What does the company see? The customer will order 500 units in the third week, 1,000 units in the sixth week, 1,500 units in the ninth week, etc., which generates monthly demand values of 500, 1,000, 1,500, 2,500 and 3,000 units for the five average 2,100 units per month. But since the actual demand data shows substantial deviations from the average, the latter is a highly uncertain forecast. This uncertainty disappears completely, however, once the company obtains the information that the customer systematically increases its purchases by 500 units with each order.
For production managers to spot this type of information, they need to look beyond purchase numbers. In most businesses, customer order information is stored in an order management system, which tracks data such as when orders are placed, delivery dates requested, and products requested in what quantities. This system is generally owned, managed and maintained by the sales department. After customer orders are fulfilled, aggregate information about completed orders is transferred to the demand processing system, usually owned by production and operations, which those responsible for these functions then analyze to forecast future demand.
The problem is that the aggregation process often results in loss of information. With uncertainty modeling, however, managers can apply key parameters identified from the order management system to feed back information to their prescriptive analyses.

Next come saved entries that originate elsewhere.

PR #1081, opened 2025-10-21
[18.0][FIX] report_xlsx: report xlsx/xlrd 2.0 compatibility

vincent-hatakeyama:
- Removed the module requirements, they are already required libraries of odoo
- Adapt the tests to avoid failing when xlrd is at version 2.0 (the library does not handle xlsx): use openxyl by default and fall back on using xlrd if the version is compatible.

I’ve added a skip of the tests if both library are absent; not sure it should stay.

### DIFF
--- a/report_xlsx/__manifest__.py
+++ b/report_xlsx/__manifest__.py
@@ -9,7 +9,6 @@
     "version": "18.0.1.0.1",
     "development_status": "Mature",
     "license": "AGPL-3",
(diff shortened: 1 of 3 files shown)


vincent-hatakeyama:
In #1078, the use of xlrd has been completely removed in favour of openpyxl. The same could be done here.

HviorForgeFlow (approved):

lmignon (approved):

PR #1082, opened 2025-10-24
[18.0][MIG] report_pdf_zip_download: Migration to 18.0

AungKoKoLin1997:
@qrtl QT5817

PR #1084, opened 2025-10-29
[FIX] report_pdf_zip_download: py35 compatible code

HviorForgeFlow:
f-string not compatible with python3.5


yostashiro (approved):
Looks legit. Thanks for the fix!👍

AungKoKoLin1997 (approved):
Thanks for the fix.
LGTM

yostashiro:
@HviorForgeFlow Would be great if you could review https://github.com/OCA/reporting-engine/pull/1082. ;)

PR #1086, opened 2025-11-03
[17.0][IMP] bi_sql_editor: make field_description field translate as True

AndreuOForgeFlow:
That way SQL view columns are translatable just like any other view


legalsylvain:
makes sense.

/ocabot merge patch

Information about the rescue in Kordsa
Kordsa, the Turkish tire reinforcement supplier, gives a concrete example. The company receives large orders from its customers (tire manufacturers) but the number of orders, as well as the quantity and delivery date of each, is uncertain in each period. Previously, the company simply aggregated customer order information to calculate historical monthly demand values which were then analyzed. As a result, the number of uncertain parameters went from three to one, resulting in a significant loss of information.
Using uncertainty modeling, we showed Kordsa how to avoid information loss and achieve significant performance improvements based on key performance indicators (such as inventory turnover and fill rate ). By applying advanced algorithms such as Fast Fourier Transformation, we were able to integrate into the company’s demand prediction model the key customer order parameters that we identified by studying the company’s CRM data.
To better leverage the power of uncertainty modeling, Kordsa has since created an advanced analytics team drawn from R&D, sales, production, planning and IT. Team members regularly interact with different departments to better understand and identify data and sources used in decision-making processes outside of their own functions, which can then be factored into their predictive analytics.
This type of going beyond borders should not stop at the company’s gates. It is not just the decisions of its customers and suppliers that can affect demand uncertainties — the decisions of players in adjacent industries producing complementary or substitute products can also affect demand. Getting closer to the data generated by these players can only help reduce uncertainty around the performance drivers you need to be able to predict.
. . .
Although manufacturers and retailers are investing in data analytics to improve operational efficiency and demand fulfillment, many benefits of these investments are not being realized. Information is lost as data is aggregated before transformation across silos, which amplifies the level of uncertainty surrounding predictions. By applying the mathematics of uncertainty modeling to incorporate key insights into how data is generated, data scientists can capture the effects of previously overlooked parameters that can significantly reduce the uncertainty surrounding demand forecasts. and supply.